Georg prit son courage à deux mains et s’avança de nouveau vers le comptoir sur lequel il déposa les quelques pièces gagnées au marché.
Avec un rictus mauvais, le tavernier balaya le comptoir de sa grande main et ramassa toutes les pièces, sous la mine éberluée de l’enfant. Le regard noir du gros bonhomme le dissuada de rétorquer quoi que ce soit, mais il y avait là bien plus que la valeur d’une soupe, aussi bonne soit-elle ! Alors que la monnaie disparaissait dans le tablier du tavernier, une silhouette encapuchonnée attrapa le bras de Hector, qui grimaça.
— Lâche-moi ou j’appelle la garde.
— C’est ça, appelle-la ta garde. Et on en profitera pour regarder ta comptabilité d’un peu plus près.
— Qu’est-ce que… qui t’es, d’abord ?
Georg leva les yeux vers l’inconnu dont on ne voyait pas le visage sous la capuche, et n’osa bouger ni rien dire.
La nouvelle venue ôta son capuchon, libérant une lourde chevelure argentée, puis adressa un clin d’œil à l’enfant avant de reporter son attention sur le tavernier.
— Je suis Rad’yo. Le bourgmestre a fait appel à moi il y a une semaine. Je suis là pour ce jeune homme. Alors sers-lui à manger, et surtout rends-lui ses pièces. C’est moi qui paye.
À l’évocation du nom de la femme, Hector ne se fit pas prier et rendit la monnaie à Georg d’une main tremblante. Rad’yo se détourna pour aller s’asseoir à une table un peu à l’écart. Une fois qu’elle fut assise, elle fit un signe de la main au garçon pour qu’il la rejoigne. La bouche ouverte dans une expression de surprise, l’enfant mit quelques secondes avant de réaliser et courut presque jusqu’à une chaise où il grimpa. La table était trop haute pour lui, si bien qu’il garda les coudes sur ses genoux mais l’inconnue ne semblait pas l’entendre ainsi.
— Les coudes sur la table, Georg. Et si tu es trop petit, on va demander un coussin. D’accord ?
L’enfant hocha la tête sans dire un mot et se leva le temps que la serveuse l’installe confortablement.

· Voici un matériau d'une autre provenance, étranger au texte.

PR #387, opened 2019-01-31
Update auth README

ivanayov:
The external redirect domain was previoulsy pointing on port 8081, which is not applicable when a domain name is used

Raised on slack after testing OAuth with orc-bootstrap


alexellis:
Thanks

PR #390, opened 2019-02-06
add user rajatjin to customers list

rajatjin:
Hi Alex,

can you please approve 'rajatjin' account to be allowed in the customers list.

Thanks
Rajat Jindal


alexellis:
Sure. Why do you have two accounts?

Jamais il n’avait eu droit à un tel traitement de faveur et il ne savait plus quoi dire.
— Qui… qui êtes-vous ? demanda-t-il finalement d’une petite voix timide.
— Je te l’ai dit, je suis Rad’yo.
— Pourquoi vous êtes gentille avec moi ?
— Je ne serai gentille avec toi que si tu écoutes bien tout ce que je te dis, et si tu apprends bien tout ce que je t’enseignerai.
— Que… quoi ? Mais pourquoi ?
*Je t’apprendrai à développer et contrôler tes pouvoirs. *
Georg écarquilla les yeux de surprise en entendant la voix résonner dans sa tête et ouvrit la bouche pour parler, mais Rad’yo posa son index sur sa bouche pour lui intimer l’ordre de se taire. En récompense de sa coopération, elle lui offrit un grand sourire.
— À partir de ce soir, toi et moi, nous sommes une famille. Est-ce que ça te convient ?
Le garçon sentit sa gorge se nouer et ses yeux le piquer. C’étaient là des mots qu’il n’espérait plus entendre un jour. Il secoua vivement la tête et avala sa soupe avec appétit, sous le regard bienveillant de la télépathe.